- Kaazing’s specialty is cost-effective, real-time delivery of data, anywhere in the world
- The company has launched DisasterAWARE Enterprise, a risk intelligence platform that turns hazard data into actionable intelligence enabling private companies to better assess risk from natural and manmade disasters
- Following a particularly destructive 2017 hurricane season, enterprises are keen to improve protection of their staff and assets in affected areas
- DisasterAWARE Enterprise works on PCs as well as mobile devices, online and offline, to better allow users at the scene of a disaster to coordinate relief efforts
- The platform gathers data from any form of connected device or sensor, which has implications for smart city use cases
Kaazing is an enterprise infrastructure company and the developer of the Websocket standard, offering users the ability to implement personalized services and support for real-time web and mobile apps. It was founded in 2007.
Since 2017 a key focus for Kaazing has been its partnership with the US Pacific Disaster Center (PDC) to make its disaster risk intelligence platform available to enterprises. The PDC is an applied research center managed by the University of Hawaii that develops cutting edge technologies and practices to help reduce disaster risk worldwide. In March 2018, Kaazing officially launched the DisasterAWARE Enterprise product, a Disaster Risk Intelligence platform that enables private sector businesses to better protect their employees and their assets such as facilities and supply chains.
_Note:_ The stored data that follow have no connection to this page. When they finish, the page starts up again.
PR #259, opened 2017-03-14
[10.0] [ADD] migrate packaging management

lmignon:
#61 forward ported in 10.0

PR #261, opened 2017-03-16
[10.0][mig] stock_orderpoint_uom

LoisRForgeFlow:
Changes done:
* Basic migration: odoo tags, odoo imports, bump version...
* Update README.
* Fix moved inherited methods.
* Adapt method calls to new version.
* Squash commit history.


JordiBForgeFlow (approved):
:+1: Technical and functional review.

AaronHForgeFlow (approved):
:+1: LGTM

MiquelRForgeFlow (approved):
fine :+1:

lmignon:
@lreficent The same kind of functionality is provided by the purchase_packaging into #259 
The main difference between the two approaches is that the uom to use is taken on the supplierinfo into purchase_packaging.... It would be nice to have the 2 PRs converging. What do you think?

MiquelRForgeFlow:
@lmignon I think that they are similar features, but some companies do not use packaging at all. And also, as documented in the README, sometimes you have a need in 'mm' but you request in 'm'. Not related to packages.

MiquelRForgeFlow:
@lmignon If you agree we can merge this module.

LoisRForgeFlow:
I will proceed to merge this, after all, #259 is already merged so the possibility to converge both modules is not possible (at least for this version).

PR #266, opened 2017-03-21
Fix: avoid remove assigned lots on manual assignement

cubells:
When a user are assigned lots on a picking and recheck availability, lots are removed.

With this, lots are not removed, and button is shown in order to allow user to change or not lots assigned.

cc @Tecnativa


pedrobaeza (approved):
@jbeficent please review

rousseldenis (approved):
Code review

PR #267, opened 2017-03-23
[10.0][ADD] stock_available_product_expiry

rousseldenis:


rousseldenis:
As it breaks stock_available modules, I will add a config parameter to enable this feature or not.

rousseldenis:
Fix commits squashed. Please don't squash these.

lmignon (approved):
@rousseldenis Thank you for this useful addon (IMO)
:+1: (Code review /functional)

pedrobaeza (commented):
Shouldn't this be `stock_available_product_expiry` to follow the same terminology?

lmignon:
@pedrobaeza module renamed and commit squashed/fixed

pedrobaeza:
Setup files haven't been renamed

pedrobaeza:
Can you add also some tests for not dropping coverage?

lmignon:
I'm improving this PR. -> WIP

lmignon:
Works done. This PR is ready for reviews

lmignon:
PLZ don't squash commits on this PR

stock_available_product_expiry/models/stock_quant.py
```diff
@@ -0,0 +1,18 @@
...
+from odoo import fields, models
+
+
+class StockQuant(models.Model):
+
+    _inherit = 'stock.quant'
+
+    lot_id = fields.Many2one(
+        'stock.production.lot',
+        auto_join=True
```
lmignon: @rousseldenis IMO the auto_join works only with required fields. Can you check that quants without lot and reservation_id are still visible with `auto_join=True`?

rousseldenis: Ok, I'll check

rousseldenis: Indeed, not visible... :-(

I try to find another way to compute

stock_available_product_expiry/models/product_product.py
```diff
@@ -107,16 +106,35 @@ def _compute_quantities(self):
             product.qty_expired -= product.outgoing_expired_qty
         return res
 
+    def _get_quants(self, quant_domain, quant_out_domain):
```
lmignon, line 145: @rousseldenis You must be sure that the original value for `auto_join` on the field is restored even in case of exception....

```python
@api.model
@contextmanager
def _force_auto_join(self, model_field_list):
    """ Force  auto_join for each item (model_name, field_name) in model_field_list
    The original value are restored on exit
    """
    vals = {}
    for model_name, field_name in model_field_list:
        field = self.env[model_name]._fields[field_name]
        vals[field] = field.auto_join
        field.auto_join = True
    try:
        yield
    finally:
        for field, value in vals.iteritems():
            field.auto_join = value

def  _get_quants(self, quand_domain, quant_out_domain):
    stock_quant_obj = self.env['stock.quant']
    with self._force_auto_join([('stock.quant', 'lot_id')('stock.quant', 'reservation_id')]:
        quants = stock_quant_obj.with_context(lang='').read_group(
            quant_domain, ['product_id', 'qty'], ['product_id'])
        quants_out = stock_quant_obj.with_context(lang='').read_group(
            quant_out_domain, ['product_id', 'qty'], ['product_id'])
        return quants, quants_out
```

rousseldenis: Done

lmignon:
@rousseldenis Can you squash the two commits 'Imrove computation performance' PLZ

rousseldenis:
@lmignon Seems ready to be merged (or final review) ?

@pedrobaeza cc@eficent

rousseldenis:
@lreficent I think this one can be merged but missing review

LoisRForgeFlow:
I just rebuilt the runbot, it seems ok, but I'm not able to access :confused:

gurneyalex (approved):

stock_available_product_expiry/models/product_product.py
```diff
@@ -0,0 +1,179 @@
...
+                quant_res.get(product.id, 0.0),
+                precision_rounding=product.uom_id.rounding
+            )
+        return res
+
+    @api.multi
+    def action_open_expired_quants(self):
+        action = self.env.ref('stock.product_open_quants').read()[0]
+        domain = [
+            ('product_id', '=', self.id),
```
gurneyalex: maybe change to ('product_id', 'in', self.ids) and this can get called from a list view

gurneyalex (approved):

rousseldenis:
@gurneyalex Done

rousseldenis:
@Cedric-Pigeon Can you approve this as you tested latest changes ?

Cedric-Pigeon (approved):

The US National Oceanographic and Atmospheric Administration (NOAA) calculated that 2017 was marked by higher-intensity storms than usual, with three hurricanes classified at 4 or above impacting US territory in the Atlantic and Caribbean and directly causing nearly 200 deaths, as well as an undetermined number of indirect deaths in Puerto Rico. For 2018 NOAA is forecasting normal or above-normal hurricane seasons in the Atlantic and Pacific regions for 2018, making it crucial for enterprises to be able to protect their employees and assets, and ensure business continuity in case of natural or manmade disasters.
This backdrop of increasing weather uncertainty makes it more crucial than ever for enterprises to ensure staff safety and business continuity. Kaazing’s DisasterAWARE Enterprise is designed to address the lack of reliable, real-time hazard-related information, help firms assess and reduce the risks to their staff and business from disasters, and design continuity plans based on the likelihood of disasters. For example, cloud and virtualization company Citrix has signed on to use DisasterAWARE Enterprise for this purpose, eliminating their previous challenges of sourcing, aggregating and curating data from different sources and of making decisions based on risk information.
DisasterAWARE Enterprise offers over 200 layers of data derived from sources such as geographic information systems (GIS), sensor data, satellite images, real-time advisory, live traffic videos, social media heat maps and historical hazard data. The platform offers a visual overlay of these layers onto world or regional maps, allowing businesses to add their own data (such as employee location, facilities, asset locations and more), filter by 18 hazard types and five levels of severity to see which assets and offices are at risk, and to provide timely updates and reports to management.
Another crucial aspect of the platform is delivering data onto smartphones, both online and offline, allowing employees onsite to report back and coordinate repair or relief efforts in real-time, via SMS or email. This real-time functionality also allows DisasterAWARE Enterprise to gather information via social media, such as Twitter, giving companies an idea of where users are concentrated and what they are seeing. DisasterAWARE currently has 1.7 million mobile users across 65 countries, though as the Enterprise version rolls out to further customers this number is expected to grow.
There are implications for IoT use cases, as well, as DisasterAWARE Enterprise can collect data from any sort of transducer, ranging from ocean buoys to security cameras to other types of IoT sensors. Kaazing is also positioning the platform for enterprise partners that are designing smart city projects, and is investing in artificial intelligence and machine learning to be able to better determine patterns and forecast events.